Now I'm just thinking, surely it'd make more sense to keep your hand still whilst she hisses and lunges for a few seconds before realising that she's not going to get what she wants (removing the hand) and then stops.

She hasn't bit at all yet, she's pecked and hissed but that's as bad as it's got. If I keep my hand there she stops after 10 seconds or so.

I just want to know the best way to proceed without causing damage to the trust or whatever.

Thanks.


----------



## lperry82 (Aug 2, 2010)

You can try the methods shown in my siggy


----------



## Parker (Oct 15, 2011)

Thanks Perry.

So just ignore the hissing and lunging and only back off when the Cockatiel moves away from you?

I can get my hand really close, she doesn't back away or anything but as soon as I'm too close she'll hiss and lunge without biting.

I've been moving my hand away but I'm starting to think that might be encouraging her to hiss/bite as she's getting what she wants.
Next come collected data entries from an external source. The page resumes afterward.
PR #548, opened 2019-05-20
Rewrite Linting

### LINKED ISSUE #112: Lint: handle malformed yaml
xref: https://github.com/bioconda/bioconda-recipes/issues/4723

### LINKED ISSUE #280: Fail with lint if blacklisted recipe is tried to be updated.
If a recipe is blacklisted and somebody updates it, all tests silently pass because the recipe is ignored. It would be better if linting failed in such a case, with an instruction to remove the recipe from the blacklist.
@mbargull please put this on your todos for the next weeks.

### LINKED ISSUE #367: Lint: require license_file if license==gpl
All versions of GPL and LGPL require that a copy of the license be distributed with the source and binaries.

Are there other license families that require this?

### LINKED ISSUE #414: Linter: check for duplicate keys in yaml
A few of the recipes have had multiple `build:` sections and this breaks `api.render()`.

### LINKED ISSUE #415: Linter: Linting should fail if no build number
There was at least one recipe that had:

    build:
        number:

That broke `api.render()`.

### LINKED ISSUE #515: Lint: recipe folder name and top level package name must be equal
It's just convention, but we expect it and we should enforce it for clarity. If necessary, can always be overridden.

### LINKED ISSUE #540: Lint: allow warnings
In addition to "error/fail", we need at least a "warn" category. Perhaps "info" as well.

epruesse:
This is another bigger one, refactoring the entire linting setup.

New features: check severities, check dependencies

Details:
- Checks are now classes, not functions
- Docstrings serve as message to the user
- Severity can be set as class property
- Several "check_xyz" methods in check are visited with prepared data:
   - `check_recipe` get's the entire recipe
   - `check_deps` get a dependency-to-section-list mapping
   - `check_source` gets the, or each, source
- Messages to user are issued via `self.message()`, which constructs appropriate
   object from test and passed data (e.g. line number, file name, etc).
- A `requires` property allows checks to depend on one another. Excluding a check will
  exclude all checks depending on it. Failing a check will skip all tests depending on it.
- Registration is handled by a metaclass
- No more calls to `conda-build.api.render`, so a few minutes to lint all of Bioconda

In terms of tests, this:
- Checks only the build number in `build_number_needs_bump`, not whether the 
   recipe would build anything new because of a build_string change. The latter was
   the **only** reason to do the slow render of the recipe. We're good without.
- Otherwise reproduces all existing tests
- Changes a few names, splits a few tests

This is how individual checks can be implemented now:

```python
class must_have_about_home(LintCheck):
    """This will be the title of a message presented to user

    And this text goes into the body of a notification
    """
    severity = ERROR  # could also just be a WARNING 
    def check_recipe(self, recipe):
        # get the about/home section and check if it's empty or absent:
        if not recipe.get('about/home', '')
             # issue a message to the user, using class docstring and the
             # line number for the `about` section
             self.message(section='about')
    # we assumed `about` exists, let require that that check has passed
    requires = [must_have_about]

class no_setuptools_in_run:
    def check_deps(self, deps):  # check pre-parsed depends
        # deps is a dict like e.g. 
        # { 'python': ['requirements/host', 'test/requirements', 'outputs/0/run'] }
        # indicating where a dependency is found in the recipe
        for location in deps.get('setuptools', [])
            if 'run' in location:
                self.message(section=location)
       
class no_fn_in_soure:
    def check_source(self, source, section):  # check source section(s)
        if 'fn' in source:
            self.message(section=section)
```

# TODO

- [x] fix severities in build (don't fail if no ERROR checks failed)
- [x] fix severities in cli
- [x] fix severities in bot
- [x] update documentation page
- [x] show new messages in github check annotations

# FIXES

- fixes #540 (allow warnings)
- fixes #515 (check package name = recipe folder name)
- fixes #415 (check no build number)
- [x] fixes #414 (duplicate keys)
- fixes #367 (require license file if gpl)
- fixes #280 (fail in lint if blacklisted)
- [x] fixes #112 (handle malformed yaml)


epruesse:
@dpryan79 - Just look at the `checks.py` file. That's the one where you'd be putting new checks.

dpryan79:
OK, that part I went through the most :) Can you document at the top that the returned message is split between a title and body, which are pulled from the docstring of each check function? In general I think it'd be good to give a brief synopsis of the documentation from `lint/__init__.py` in `lint/checks.py`. Almost anyone who will actually want to add/modify tests will be looking primarily in the latter.

epruesse:
I put a note to look in __init__.py into checks.py. A reason to have the whole submodule is to allow more files containing checks, to have a bit more structure should that list continue to grow.

bioconda_utils/lint/checks.py
```diff
@@ -0,0 +1,552 @@
...
+
+    def check_recipe(self, recipe):
+        if 'setuptools' in recipe.get_deps('run'):
+            self.message()
+
+
+class has_windows_bat_file(LintCheck):
+    """The recipe directory contains a ``bat`` file.
+
+    Bioconda does not and will never build Windows packages.
```
daler: "and never will" is a bit harsh . . . I'd prefer "does not plan to"

bioconda_utils/lint/__init__.py
```diff
@@ -0,0 +1,446 @@
+"""Recipe Linter
+
```
daler: Very helpful. Reading this before even looking at the code gave me a lot of insight and I felt comfortable that I could at least figure things out. Then when reading the code everything made a lot of sense.

bioconda_utils/lint/__init__.py
```diff
@@ -0,0 +1,446 @@
...
+  The ``check_sources`` is called for each source listed in the
+  recipe, whether ``source:`` is a dict or a source, eliminating the
+  need to repeat handling of these two cases in each check. The value
+  ``source`` passed is a dictionary of the source, the value
+  ``section`` a path to the source section.
+
+- When a check encounters an issue, it should use ``self.message()`` to
+  record the issue. The message is commonly modified with a path in
+  the meta data to point to the part of the ``meta.yaml`` that lead to
+  the error. This will be used to position annotations on github.
```
daler: ...and if no message is created, the check is assumed to have passed.

bioconda_utils/lint/checks.py
```diff
@@ -0,0 +1,552 @@
...
+    def __init__(self, linter):
+        super().__init__(linter)
+        self.blacklist = linter.get_blacklist()
+
+    def check_recipe(self, recipe):
+        if recipe.name in self.blacklist:
+            self.message(section='package/name')
+
+
+class folder_and_package_name_must_match(LintCheck):
```
daler: Is this a new one? Good idea.

bioconda_utils/lint/checks.py
```diff
@@ -0,0 +1,552 @@
...
+    in and the name of the toplevel package should match.
+    """
+    def check_recipe(self, recipe):
+        recipe_base_folder, _, _ = recipe.reldir.partition('/')
+        if recipe.name !=  recipe_base_folder:
+            self.message(section='package/name')
+        print(recipe.name, recipe.reldir, recipe_base_folder)
+
+
+class gpl_requires_license_distributed(LintCheck):
```
daler: Also good idea. Maybe convert to WARNING?

bioconda_utils/lint/checks.py
```diff
@@ -0,0 +1,552 @@
...
+    """
+    def check_deps(self, deps):
+        for dep in deps:
+            if dep.startswith('compiler_'):
+                for location in deps[dep]:
+                    if 'run' in location or 'host' in location:
+                        self.message(section=location)
+
+
+class recipe_is_blacklisted(LintCheck):
```
daler: I don't know if this is new or if it's been around and I missed it, either way, super useful.

bioconda_utils/lint/__init__.py
```diff
@@ -0,0 +1,446 @@
...
+        self.recipe: Recipe = None
+
+    def __str__(self):
+        return self.__class__.__name__
+
+    def run(self, recipe: Recipe) -> List[LintMessage]:
+        """Run the check on a recipe. Called by Linter"""
+        self.messages: List[LintMessage] = []
+        self.recipe: Recipe = recipe
+
```
daler: It's not clear what happens to the whole linting system when a check raises an exception. The current checks are pretty simple (hopefully that means robust), but it would be good to gracefully handle exceptions. Maybe wrap each `self.check_*()` with try/except and if exception then a message gets added saying the process of checking failed?

daler:
Oh and the annotations is really nice. I guess we'd need a mirror copy of GitHub to test that though? Or do you have an example PR where it's in use?

bioconda_utils/lint/checks.py
epruesse: It was just my honest estimation. It's just too complicated. Editing as requested, though, wasn't meant to sound harsh.

bioconda_utils/lint/__init__.py
epruesse: done

bioconda_utils/lint/checks.py
epruesse: Thanks, yes. Had a ticket, and it was easy to do now.

bioconda_utils/lint/checks.py
epruesse: I had been pondering. It's easy enough to disable lints, that's why I ended up at ERROR. Your choice.

bioconda_utils/lint/checks.py
epruesse: It's sort of new. The old way, the linter was not considering blacklisted recipes, just issuing warnings to the command line. Now it's a lint itself, so I can make a fail from it.

epruesse:
https://github.com/epruesse/bioconda-recipes/pull/12

epruesse:
(Don't mind that there are a few copies of the annotations on that PR's latest check_run. I can only add, not replace, annotations, so every time I try they add up. The bottom one is the relevant one).

bioconda_utils/lint/checks.py
epruesse: Fixed in e7a10f9

bioconda_utils/lint/__init__.py
epruesse: Great! :)

bioconda_utils/lint/__init__.py
epruesse: Fixed in dc5c91b

bioconda_utils/lint/checks.py
epruesse: changed to warning in 3b04808

bioconda_utils/lint/__init__.py
epruesse: Also done.

epruesse:
I will merge this once the tests pass and update the bot. Since we run dual lint checks anyway at the moment, we can just have the new linter run in the bot and the old on the CI.

If they agree, we can then tag and release an updated version to use in the CI as well.

There are likely some kinks, even though I tried to reproduce everything the old code did, I may have missed corner cases.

So I've kept my hand there a few times but I want to be sure I'm not damaging trust.

Anyway, good to see a Geordie on this board, I'm from Durham myself


----------



## lperry82 (Aug 2, 2010)

Well hello  lol

I know the video is good for the biting of course using the millet aswell


----------



## morla (Aug 15, 2011)

Just keep up the good work! Good luck!


----------



## Renae (Feb 9, 2008)

Something else you can do so she gets used to your hand being in the cage, whenever you walk by her cage, drop a treat in her dish, that way she will see your hand in the cage can be a good thing, rather then a bad thing, as well as a reward.


----------



## Parker (Oct 15, 2011)

Just an update on Rosie..

The taming is coming along well, she still hisses and fake pecks but I don't mind it so much, it's actually hilarious sometimes... how dare I move my own head without Rosie's say so? But it's still something I'd like to minimize. 

Anyway the bonding is great, considering she was aviary raised she has come along leaps and bounds in such a small space of time. As soon as I open the cage she wants to come out and flys to my shoulder/arm to hang out for hours, such a little character.

Thanks for all the advice, seems to be working


----------



## stevechurch2222 (Sep 25, 2011)

Keep up the good work,she will trust you eventually.


----------